You can use Numpy built-in function “svd” to perform PCA. This function provides you with the most important eigenvectors of the data in descending order of their eigenvalues, from which you can calculate a low-rank approximation of the data using

\[V_l = U_l^\text{T} V,\]

where $V$ is the matrix of data without dimension reduction (such as velocity), $U_l$ is the matrix consisting of the first $l$ columns of the matrix of eigenvectors (principal components) that you can obtain from “svd”, and $V_l$ is the low-rank $l$-dimensional representation of $V$. You can also use

\[\hat{V} = U_l V_l,\]

to find the representation of the low-rank data in the original space. The reconstruction error is defined as the error that you obtain after projecting your data onto the low-dimensional space and augmenting it back to the original space, $\Vert v - \hat{v} \Vert_2$. After performing SVD, plot the reconstruction RMSE of the flow velocity as a function of the number of principal components being used, $l$. How does the error change as you increase $l$?
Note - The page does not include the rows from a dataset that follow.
PR #452, opened 2022-06-13
feat: a more comprehensive select component based on rc-select

xzdry:
A more comprehensive select component based on [rc-select ](https://github.com/react-component/select)         
The implementation references ant-design

https://user-images.githubusercontent.com/96771399/173327888-1a8a6796-8a73-4309-be51-fbc45160a264.mov

### DIFF
--- a/packages/editor-sdk/package.json
+++ b/packages/editor-sdk/package.json
@@ -38,6 +38,7 @@
     "lodash-es": "^4.17.21",
     "mitt": "^3.0.0",
     "mobx-react-lite": "^3.2.2",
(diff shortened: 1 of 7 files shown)


MrWindlike:
May use the `rc-select` in the `EnumField` too?

xzdry:
> May use the `rc-select` in the `EnumField` too?

Yes, I've tested it briefly, but I'm not sure if there are any other style problem. So for now only one part of the EventWidget has been modified. I will test it more thoroughly and replace all the chakra select

tanbowensg (approved):
LGTM

PR #453, opened 2022-06-14
feat(arco): enable to customize button content of Dropdown component

Mark-Fenng:
### motivation
Currently, the text of the Dropdown component is fixed with the text 'Click'.
image
image
This component isn't helpful unless the content is customisable.

### effect of PR
image
image


xzdry (approved):
It's great, I think it's also necessary to continue optimising the default components,I'll do it

Issue #455, opened 2022-06-15
Importing arco-lib causes app crash because 2 packages are missing.


tanbowensg:
**Version**

**Steps to reproduce**
Just create a new project, install sunmao-runtime and sunmao-arco-lib.

**What is expected?**
App runs correctly.

**What is actually happening?**
The app crashed, because 2 packages is missing.

![截屏2022-06-15 下午4 45 46](https://user-images.githubusercontent.com/12260952/173784566-0ad64e34-7566-4fd8-ba04-daafb9a84082.png)

Seems like arco-lib depends on editor-sdk and editor-sdk depends on chakra & mobx. As a result, arco-lib relies on chakra and mobx too although it should not.

tanbowensg:
fixed in https://github.com/webzard-io/sunmao-ui/pull/476

PR #457, opened 2022-06-16
update dependencies of packages

tanbowensg:
If you import arco-lib into a new project, it will fail to run, because 'framer-motion' and 'mobx' are missing. arco-lib depends on these packages indirectly, so users need to add them in project manually. I update packages' dependecies to solve this problem.
#455


tanbowensg:
still has some issues

PR #462, opened 2022-06-20
fix:  css style string is parsed to char array accidentally

Mark-Fenng:
### bug fix: CSS style string is parsed to char array accidentally

bug reproduction:
1. add CSS style 'padding: none;' to a style trait.
2. change the width or height value to '100px'.
image
3. Then the schema's corresponding part changes to 
image

#### motivation:
Currently, when a user clicks the table's radio or checkbox, the onRowClick method is also triggered.  In the general case, the row selection operation (clicking a checkbox) should be separated from clicking a row item. 
image
Thinking about a use case: a user clicks a row to open a model which shows detailed messages about it. The user doesn't want to open the dialogue when clicking the checkbox to select this row.


xzdry (commented):
Great

PR #464, opened 2022-06-21
feat(Link): add target property

xzdry:


packages/arco-lib/src/components/Link.tsx
```diff
@@ -12,8 +12,9 @@ const exampleProperties: Static<typeof LinkPropsSpec> = {
   disabled: false,
   hoverable: true,
   status: 'default',
-  href: 'https://www.smartx.com/',
+  href: '#',
   content: 'Link',
+  target: '_self',
```
tanbowensg, line 17: Maybe users don't know what does `_self` `_blank` mean. Can we translate `target` to boolean and rename it with a understandable name, like `OpenInNewPage`?

tanbowensg (changes requested):

packages/arco-lib/src/components/Link.tsx
Yuyz0112: 👍

xzdry: done

PR #471, opened 2022-06-22
fix(mask): fix the bug that mask location is wrong position when editor is scrolled

tanbowensg:
Fix it by adding scroll compensation to the mouse position.

https://user-images.githubusercontent.com/12260952/174958588-d3106f7e-4795-4e9e-9090-d55208552361.mov


Yuyz0112 (approved):
good catch

PR #473, opened 2022-06-22
feat: improve the typescript system

MrWindlike:
### feat: auto detect the raw properties types
- change the `properties` of the `ComponentSchema` and the `TraitSchema` to a specific type instead of `Record<string, unknown>`
- handle the condition where the raw properties are expressions

#### Updates
- add a `WidgetOptionsMap` interface to scale the widget type
- overwrite the `@sinclair/typebox`'s functions types to validate and promote the widget suggestions

##### How to expand the widget types?
When you implement a new widget in the other libs, you should expand the `WidgetOptionsMap` like this:

```js
const WidgetOptionsSpec = Type.Object({...});

declare module '@sunmao-ui/editor' {
  interface WidgetOptionsMap {
    'version/v1/custom': Static<typeof WidgetOptionsSpec>;
  }
}
```

##### Why define the `widget` and `widgetOptions` to `undefined` type in the `CustomOptions`?
1. If the `widget` is defined as `T extends keyof WidgetOptionsMap` and the `widgetOptions` as `WidgetOptionsMap[T]`, it would cause the cycle depending errors because the widget options also use the typebox to define.
2. In TypeScript, the function would match the best types depending on its parameters and return. If we define the `widget` as `string` type, when the widget type doesn't exist, it wouldn't report the errors anymore.

#### Preview

https://user-images.githubusercontent.com/25414733/175195120-7e4ea839-cfaf-471f-a824-7c772c4ae5fe.mov


packages/core/src/application.ts
```diff
@@ -1,6 +1,6 @@
 import { Metadata } from './metadata';
 import { parseVersion, Version } from './version';
-
+import { type PropsBeforeEvaled } from '@sunmao-ui/shared';
```
tanbowensg, line 3: This type had better to be in `core` rather than `shared`. Because if `shared` imported a type( which is very likely), there will be cycle dependency.

packages/shared/src/types/spec.ts
```diff
@@ -1,16 +1,15 @@
...
-  // category
-  category?: string;
-  weight?: number;
-  name?: string;
-  // conditional render
-  conditions?: Condition[];
-  // is a reference of component id
-  isComponentId?: boolean;
-};
+declare module '@sinclair/typebox' {
```
tanbowensg, line 3: This had better be in `runtime`, because not every lib imports `shared`.

tanbowensg, line 3: This had better be in `runtime`, because not every lib imports `shared`.

packages/arco-lib/src/generated/types/Cascader.ts
```diff
@@ -3,13 +3,16 @@ import { StringUnion } from '../../sunmao-helper';
 import { Category } from '../../constants/category';
 import { CORE_VERSION, CoreWidgetName } from '@sunmao-ui/editor-sdk';
 
-const EXPRESSION_WIDGET_TYPE = `${CORE_VERSION}/${CoreWidgetName.Expression}`;
+const EXPRESSION_WIDGET_TYPE = `${CORE_VERSION}/${CoreWidgetName.Expression}` as const;
```
tanbowensg, line 6: It is duplicated in many files.
And Is it a must to add `as const`?

tanbowensg (changes requested):

tanbowensg:
tests failed

packages/arco-lib/src/generated/types/Cascader.ts
MrWindlike: Yes. If it doesn't have the `as const`, it would be the `string` type instead of `core/v1/expression` type.

tanbowensg (approved):
LGTM

tanbowensg:
Conflict

PR #640, opened 2015-07-01
Store the print spec in the database

sbrunner:


geoportailv3/models.py
```diff
@@ -77,3 +77,13 @@ class LuxGetfeatureDefinition(Base):
...
     geometry_column = Column(Unicode, label=_(u'Geometry column name'))
+
+
+class LuxPrintJob(Base):
+    __tablename__ = 'lux_print_job'
+    __table_args__ = {'schema': _schema}
+
+    id = Column(Integer, primary_key=True)
+    ref = Column(String, index=True, unique=True, nullable=False)
+    spec = Column(Unicode)
```
elemoine: I thought you'd use a JSON column.

geoportailv3/models.py
```diff
@@ -77,3 +77,13 @@ class LuxGetfeatureDefinition(Base):
...
+    creation = Column(DateTime)
```
elemoine: What is this column for?

geoportailv3/models.py
```diff
@@ -77,3 +77,13 @@ class LuxGetfeatureDefinition(Base):
...
     poi_id_collection = Column(Unicode, label=_(u'Id of the poi collection'))
     geometry_column = Column(Unicode, label=_(u'Geometry column name'))
+
+
+class LuxPrintJob(Base):
+    __tablename__ = 'lux_print_job'
+    __table_args__ = {'schema': _schema}
+
+    id = Column(Integer, primary_key=True)
+    ref = Column(String, index=True, unique=True, nullable=False)
```
elemoine: Why not use `ref` as the primary key? I don't think we need a database sequence in this case.

geoportailv3/views/luxprintproxy.py
```diff
@@ -83,8 +85,9 @@ def lux_report_create(self):
 
     @view_config(route_name="lux_printproxy_report_cancel")
     def lux_cancel(self):
-        ref = self.request.matchdict.get("ref")
-        del self.ref_spec[ref]
+        DBSession.query(LuxPrintJob).filter(
+            LuxPrintJob.ref == self.request.matchdict.get("ref")
+        ).delete()
```
elemoine: You'd just use `DBSession.query(LuxPrintJob).get(ref).delete()` if `ref` was the primary key.

elemoine: Which would be very efficient…

geoportailv3/models.py
sbrunner: Get the creation date, can be useful if we want to clean-up old jobs...

geoportailv3/models.py
sbrunner: Good question I hesitate to do that than I will do it :-)

geoportailv3/models.py
sbrunner: I never use JSON column  type, then I just have some quick questions:
What the advantages? Type verification? Shouldn't we passed the JSON on the read and on the write than it will takes some time?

In this part, you will combine PCA with a deep neural network (DNN) to replace the shallow water equations with a low-dimensional function.

  1. Number of PCA components. 5 points. Find a number of principal components, $l$, on your plot for question 7 for which the reconstruction RMSE of velocity is about 10% of the RMSE of velocity in the validation set without dimension reduction that you found in Problem 1.
  2. PCA-DNN. 5 points. Train a DNN to map the eigenvector space of river profiles to the low-dimensional space of velocity. Note that the output of your network should be of dimension $l$. Use 80% of the data for the training set and 20% for the validation set.
  3. RMSE calculation. 5 points. Compute the RMSE of the validation and test dataset. For this problem you will need to expand your projected velocity back to the full space. Use an equation like $\hat{V} = U_l V_l$ where $V_l$ is the low-rank projected velocity predicted by the DNN. Now $\hat{V}$ should have the same dimensions as the velocity in the validation or test set. You can now calculate the RMSE for the velocity. How do the RMSE of the validation compare to those found in Problem 1 part 4?
  4. DNN vs PCA-DNN. 5 points. Comment on the size of the two networks and the computational cost of their training. You should provide a qualitative comparison of the computational cost and network sizes only.

You may copy-paste some of your code from Problem 1 to Problem 2.